Take Off Those Calories

By Dietitian, Juliette Kellow BSc RD

The summer holidays are here and for many of us that means jetting off to exotic climes – and leaving our diets behind. But if you want to avoid returning from your holiday with loads of excess baggage, you’ll still need to eat and drink reasonably sensibly – and that begins from the moment you step foot on the plane!

Believe it or not, research shows that flying can play havoc with our digestive systems as well as our body clock. The low cabin pressure makes digestion sluggish and the gases in our stomach can expand by as much as 30 percent, leaving us with swollen tummies and terrible wind. Meanwhile, the low humidity on board can make us dehydrated. Then there’s the food itself.
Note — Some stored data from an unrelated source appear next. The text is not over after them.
Issue #267, opened 2023-04-13
Refactor EndToEnd tests


uhbif19:
- [x] Separate common preparations in EndToEnd tests
- [x] Fix code duplication between EndToEnd tests
- [x] Remove `EndToEnd.Hydra` tests

Blocked by #248

PR #297, opened 2023-05-02
Nazrhom/fee escrow

### LINKED ISSUE #255: Implement fee escrow on-chain and tx constuction
Details are in `on_chain_spec`. 

- [x] Fee escrow: on chain validator, distribution tx construction and tests for it
- [x] Require fee escrow output in escrow outputs - on chain, tx construction and tests

nazrhom:
Part of #267

### DIFF
--- a/src/HydraAuction/OnChain/FeeEscrow.hs
+++ b/src/HydraAuction/OnChain/FeeEscrow.hs
@@ -1,0 +1,62 @@
+{-# OPTIONS_GHC -fno-specialise #-}
+
+module HydraAuction.OnChain.FeeEscrow (mkFeeEscrowValidator) where
+
+-- Prelude imports
+import PlutusTx.Prelude
+import Prelude (maximum, minimum)
+
+-- Plutus imports
+
+import Plutus.V1.Ledger.Value (valueOf)
+import Plutus.V2.Ledger.Api (ScriptContext, TxInfo (..), TxOut (..), Value, adaSymbol, adaToken, scriptContextTxInfo, txInInfoResolved)
+
+-- Hydra auction imports
+import HydraAuction.Types (
+  AuctionTerms (..),
+  FeeEscrowDatum,
+  FeeEscrowRedeemer (..),
+  )
+import HydraAuctionUtils.Types.Natural (naturalToInt)
+import HydraAuctionUtils.Plutus (
+  nothingForged,
+ )
+
+{-# INLINEABLE mkFeeEscrowValidator #-}
+mkFeeEscrowValidator :: AuctionTerms -> FeeEscrowDatum -> FeeEscrowRedeemer -> ScriptContext -> Bool
+mkFeeEscrowValidator terms () DistributeFees context =
+  -- There is one output per delegate. The conditions in validFeeDistribution are satisfied when applied to these outputs and the transaction fee.
+  length outputs == length (delegates terms)
+    && validFeeDistribution outputs singleFeeInputValue
+    -- No tokens are minted or burned.
+    && nothingForged info
+  where
+    info :: TxInfo
+    info = scriptContextTxInfo context
+
+    outputs :: [TxOut]
+    outputs = txInfoOutputs info
+
+    validFeeDistribution :: [TxOut] -> Value -> Bool
+    validFeeDistribution outputsToDelegates txFee =
+      allAdaDistributed
+        && adaDistributedEvenly
+      where
+        -- Each delegate received the `auctionFeePerDelegate`,
+        -- after deducting the transaction fees from the total.
+        allAdaDistributed = actualTotalAda == expectedTotalAda
+        actualTotalAda = sum actualAdaValues + adaValueOf txFee
+        expectedTotalAda = length (delegates terms) * naturalToInt (auctionFeePerDelegate terms)
+
+        -- The amount received by any delegate differs by at most one lovelace
+        -- from what any other delegate received.
+        adaDistributedEvenly = True -- 1 > (maximum actualAdaValues - minimum actualAdaValues)
+        adaValueOf v = valueOf v adaSymbol adaToken
+        actualAdaValues = adaValueOf . txOutValue <$> outputsToDelegates
+
+    -- There is one input spent from the fee escrow validator.
+    singleFeeInputValue :: Value
+    singleFeeInputValue = case txInInfoResolved <$> txInfoInputs info of
+      [] -> traceError "Missing input for fee escrow"
+      [feeOut] -> txOutValue feeOut
+      _ : _ -> traceError "More than single input from fee escrow validator"
--- a/src/HydraAuction/OnChain/FeeEscrow.hs
+++ b/src/HydraAuction/OnChain/FeeEscrow.hs
@@ -4,30 +4,31 @@ module HydraAuction.OnChain.FeeEscrow (mkFeeEscrowValidator) where
 
 -- Prelude imports
 import PlutusTx.Prelude
-import Prelude (maximum, minimum)
+
+-- import Prelude (quot)
 
 -- Plutus imports
-
+import Plutus.V1.Ledger.Address (pubKeyHashAddress, scriptHashAddress)
 import Plutus.V1.Ledger.Value (valueOf)
-import Plutus.V2.Ledger.Api (ScriptContext, TxInfo (..), TxOut (..), Value, adaSymbol, adaToken, scriptContextTxInfo, txInInfoResolved)
+import Plutus.V2.Ledger.Api (TxInfo (..), TxOut (..), Value, adaSymbol, adaToken, scriptContextTxInfo, txInInfoResolved)
+import Plutus.V2.Ledger.Contexts (ScriptContext, ownHash)
 
 -- Hydra auction imports
 import HydraAuction.Types (
   AuctionTerms (..),
   FeeEscrowDatum,
   FeeEscrowRedeemer (..),
-  )
-import HydraAuctionUtils.Types.Natural (naturalToInt)
+ )
 import HydraAuctionUtils.Plutus (
+  byAddress,
   nothingForged,
  )
 
 {-# INLINEABLE mkFeeEscrowValidator #-}
 mkFeeEscrowValidator :: AuctionTerms -> FeeEscrowDatum -> FeeEscrowRedeemer -> ScriptContext -> Bool
 mkFeeEscrowValidator terms () DistributeFees context =
-  -- There is one output per delegate. The conditions in validFeeDistribution are satisfied when applied to these outputs and the transaction fee.
-  length outputs == length (delegates terms)
-    && validFeeDistribution outputs singleFeeInputValue
+  -- Every delegate is payed at least the expected proportion of fee
+  all receivesProportionOfFee (delegates terms)
     -- No tokens are minted or burned.
     && nothingForged info
   where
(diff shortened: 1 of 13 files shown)


src/HydraAuction/OnChain/FeeEscrow.hs
```diff
@@ -0,0 +1,57 @@
...
+  FeeEscrowDatum,
+  FeeEscrowRedeemer (..),
+ )
+import HydraAuctionUtils.Plutus (
+  byAddress,
+  nothingForged,
+ )
+
+{-# INLINEABLE mkFeeEscrowValidator #-}
+mkFeeEscrowValidator :: AuctionTerms -> FeeEscrowDatum -> FeeEscrowRedeemer -> ScriptContext -> Bool
```
nazrhom, line 29: This is implemented slightly differently as discussed on the spec, as the suggested approach has a few complications. I'll raise this in the meeting today, and will update the spec as well if the changes I propose make sense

One survey conducted on a US carrier showed that an airline meal provides a staggering 950 calories – almost half the calories needed by a woman to keep her weight steady – and that’s without any extra snacks or drinks. Many of us also find we ‘eat our way through the flight’ to fight the boredom, filling up on free food and drink supplied by the air stewards and dipping into our own supply of fatty and sugary snacks carried on in our hand luggage. Added to this, there’s no opportunity to burn off the calories by exercising.

WLR says:

We’re not trying to ruin your holiday, but remember it’s little changes that make big differences when it comes to keeping off those pounds you’ve already lost. So follow these tips when you’re on board:

  • Find out whether you’ll receive a meal on the flight and if so, avoid filling up on fast food and snacks at the airport – even if you’re not hungry, chances are you’ll still eat the meal on the plane out of boredom.
  • Some airlines offer ‘low-fat’ meals so see if you can pre-order one – but give at least 24 hours notice.
  • Give the complimentary snacks served with drinks a miss -– a couple of bags of these can add up to around 150 calories.
  • Don’t go overboard on alcohol, even if it’s free. Too much will make you even more dehydrated, give you a headache and pile on the calories. Plus, dehydration can make jet lag far worse – an even better reason to stick with water, especially if you’re on a long-haul flight.
  • Don’t be tempted to quench thirst with too much free fruit juice – each glass contains around 50 calories. Water is a much better choice.
  • Most spirits come in double measures, so allow 100 calories for each bottle of gin, vodka, whisky or rum – and mix them with slimline tonic or diet cola.
  • Allow 150 calories for each small bottle of wine and around 100 calories for a can of beer.
  • It’s all the extras that have the potential to pile on the pounds – the butter with the roll, the dressing with the salad, the cheese and biscuits and the after-dinner chocolate. Avoid them if you can.
  • Take some fresh or dried fruit in your hand luggage to have instead of the dessert or to nibble on if you get the munchies (although bear in mind if you don’t eat it, some countries may not let you take it into the country).